The scheduling trap

Arbitrage
Visit completion by mandated frequency vintage

Your speech therapy private practice has a scheduling problem—you just don't know it.

If you're working with therapy clients who have session mandates—whether from IEPs, 504 plans, or other service agreements—you know how crucial it is to meet those required frequencies. But here's the thing: data shows most practices are nowhere close to meeting these mandates.

A big component of this issue comes down to scheduling.

Many therapists schedule sessions as recurring appointments evenly distributed across the month, adopting a "set it and forget it" approach. That means even one absence (and you know that absence is coming) can derail your compliance. For example, 98% of children scheduled for 12 visits per month complete at least 4 visits in that month. In contrast, only 51% of children scheduled for 4 visits per month complete all 4 visits.

Why the drastic difference?

Think about it. Absences happen. A child scheduled for 12 visits per month likely has their 4th visit in the first or second week.
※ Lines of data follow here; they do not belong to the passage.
PR #377, opened 2019-12-05
Remove kademlia module

### LINKED ISSUE #374: Remove kademlia module
## What was wrong?

Currently, Kademlia is a blocker for further development. Since it is not used in Eth2.0, we have minimized the maintenance of this module for a while. But it also created a vicious cycle that the less we maintain it, the harder we maintain it.

For example, it has no typing so adding new features could be difficult. For another, it's heavily based on asyncio, adding extra work to port libp2p to Trio.

I would suggest removing Kademlia first, and then rework a new one when the py-libp2p library has been rearchitected to some degree. Desirably when we have a sans-io version of py-libp2p.

### Concerns of removing Kademlia

- Some users might have already been using it.

## How can it be fixed?

Remove `libp2p/kademlia` and `tests/kademlia`

ChihChengLiang:
## What was wrong?

Fix #374,Remove kademlia module

## How was it fixed?

- Remove kademlia and routing/kademlia
- Fix routed_host test

#### Cute Animal Picture


libp2p/tools/utils.py
```diff
@@ -95,3 +76,29 @@
...
+    _routing_table: Dict[ID, PeerInfo]
+
+    def __init__(self) -> None:
+        self._routing_table = dict()
+
+    async def find_peer(self, peer_id: ID) -> PeerInfo:
+        return self._routing_table.get(peer_id, None)
+
+
+async def set_up_routed_hosts() -> Tuple[BasicHost, BasicHost]:
```
mhchia:
```suggestion
async def set_up_routed_hosts() -> Tuple[RoutedHost, RoutedHost]:
```

libp2p/tools/utils.py
```diff
@@ -58,24 +57,6 @@
     return tuple(nodes_list)
```
mhchia: Should the type here also be `RoutedHost`?

libp2p/tools/utils.py
```diff
@@ -95,3 +76,29 @@
     # Associate the peer with local ip address (see default parameters of Libp2p())
     node_a.get_peerstore().add_addrs(node_b.get_id(), node_b.get_addrs(), 10)
     return node_a, node_b
+
+
+class DummyRouter(IPeerRouting):
```
mhchia: I like this nice and simple implementation of `IPeerRouting `:).

libp2p/tools/utils.py
ChihChengLiang: This function is only used once and does not ease any cognitive load. Let me just remove it.

PR #381, opened 2019-12-16
[minor] Prevent extras_require overlap

ShadowJonathan:
## What was wrong?

`extras_require` in `setup.py` was defining `"dev"` as a list of requirements, but then redefinining and squashing it with all other extra requirements later on, with the *same key*.

## How was it fixed?

Rename `"dev"` from the list to `"dev_core"` (while keeping the squashed extras as `"dev"`), keeping everything bug-free.

### To-Do

- [ ] Clean up commit history

#### Cute Animal Picture

(a small cat for a small PR)

### DIFF
--- a/setup.py
+++ b/setup.py
@@ -25,7 +25,7 @@ extras_require = {
         "sphinx_rtd_theme>=0.4.3,<=1",
         "towncrier>=19.2.0, <20",
     ],
-    "dev": [
+    "dev_core": [
         "bumpversion>=0.5.3,<1",
         "pytest-watch>=4.1.0,<5",
         "wheel",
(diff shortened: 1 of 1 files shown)


ShadowJonathan:
> Minor, but this ends up leaving a `dev_core` extra requirement that isn't really a useful install target...

Current `[dev]` extras adds *all* extras, a huge amount of dependencies that mostly go to linting and testing.

This is more for efficiency and convenience, the difference between a "normal" installation, a "development" installation, and a "dev suite" installation is that the last one intends to use every aspect of development, while the second one might just need a minimal running environment. (for version bumping or wheel compilation)

By the way, on that note: Shouldn't `tox`+`pytest-watch` be moved to `"test"`, and `wheel`+`setuptools` be moved to `setup_requires`?

ShadowJonathan:
I rebased the branch so it comes from `master`, and doesn't include a PR merge commit

ralexstokes:
@ShadowJonathan do you feel strongly about getting this merged in? otherwise i'll close the PR

PR #385, opened 2019-12-17
fixes #197

### LINKED ISSUE #197: Update digest hash function to sha256
#### What's wrong?
https://github.com/libp2p/py-libp2p/blob/1727ba48d9e5cff4fb00d3972aee0a7cd1871eb0/libp2p/peer/id.py#L87-L90
sha1 is used in calculating a DHT ID
1. XOR ID of a peer
https://github.com/libp2p/py-libp2p/blob/1727ba48d9e5cff4fb00d3972aee0a7cd1871eb0/libp2p/peer/id.py#L37-L38
2. key in DHT
https://github.com/libp2p/py-libp2p/blob/1727ba48d9e5cff4fb00d3972aee0a7cd1871eb0/libp2p/kademlia/network.py#L143

#### How can it be fixed?
Change it from sha1 to sha256
Go:
https://github.com/libp2p/go-libp2p-kbucket/blob/3752ea0128fd84b4fef0a66739b8ca95c8a471b6/util.go#L43-L46

ShadowJonathan:
## What was wrong?

Issue #197

## How was it fixed?

Change peerID digest algorithm to sha256 and clarify function language.

Note: This function should probably be moved to a general-use package like `tools` or something.

### To-Do

- [ ] Clean up commit history

#### Cute Animal Picture

### DIFF
--- a/libp2p/peer/id.py
+++ b/libp2p/peer/id.py
@@ -44,7 +44,7 @@ class ID:
     @property
     def xor_id(self) -> int:
         if not self._xor_id:
-            self._xor_id = int(digest(self._bytes).hex(), 16)
+            self._xor_id = int(sha256_digest(self._bytes).hex(), 16)
         return self._xor_id
 
     def to_bytes(self) -> bytes:
@@ -89,7 +89,7 @@ class ID:
         return cls(mh_digest.encode())
 
 
-def digest(data: Union[str, bytes]) -> bytes:
+def sha256_digest(data: Union[str, bytes]) -> bytes:
     if isinstance(data, str):
         data = data.encode("utf8")
-    return hashlib.sha1(data).digest()
+    return hashlib.sha256(data).digest()


libp2p/peer/id.py
```diff
@@ -89,7 +89,7 @@ def from_pubkey(cls, key: PublicKey) -> "ID":
         return cls(mh_digest.encode())
 
 
-def digest(data: Union[str, bytes]) -> bytes:
+def sha256_digest(data: Union[str, bytes]) -> bytes:
```
ralexstokes: i don't think we need to block merging for this but something to consider is the name of this function...

making it `sha256_digest` makes it very specific to producing a SHA-256 hash, which is what we want to do here. however, consider what happens in the future if the kademlia code changes again to use a different hash -- we will need to go and find all of the uses of `sha256_digest` and update them. also in terms of communicating information, the name `sha256_digest` doesn't really add more information than what is already provided by `hashlib.sha256`.

in general, i aim to name things based on what they provide, not what they do. this generally means better maintenance over time and hopefully better communicates intent to myself and others down the line. in this case, i'd think to name it something like `dht_digest` and also probably move it to the (future) `libp2p.kademlia` module. my two cents on naming :)

ralexstokes:
it looks like github merged this in but did not update this PR state. i'll go ahead and close and just note this PR was merged into `master` at `1355fbae99a81dc73e5f431951e8744f603a41eb`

However, a child scheduled for only 4 visits per month typically has their 4th visit in the last week. If they are absent, there's little to no time left to make it up.

That's where front-loading comes in.

Instead of spreading your required visits evenly across the entire month, front-load them. For example, if a client has a frequency of 4 sessions a month, schedule those 4 visits within the first two weeks. This gives you the remaining weeks as a buffer for makeups, cancellations, or unexpected absences. You're being proactive, not reactive.

It's a simple shift in scheduling strategy, but the impact on meeting visit mandates, reducing unrealized sessions, and improving overall efficiency can be significant.

With better data and an improved scheduling strategy, one practice reduced unrealized visits from 43.3% to 8.7%.